┌──
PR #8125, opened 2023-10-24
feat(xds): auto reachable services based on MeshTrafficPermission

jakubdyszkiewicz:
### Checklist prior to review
└──
## Exercise directions
Everything in the listing needs to appear again exactly.

## Output below
PR #8125, opened 2023-10-24
feat(xds): auto reachable services based on MeshTrafficPermission

jakubdyszkiewicz:
### Checklist prior to review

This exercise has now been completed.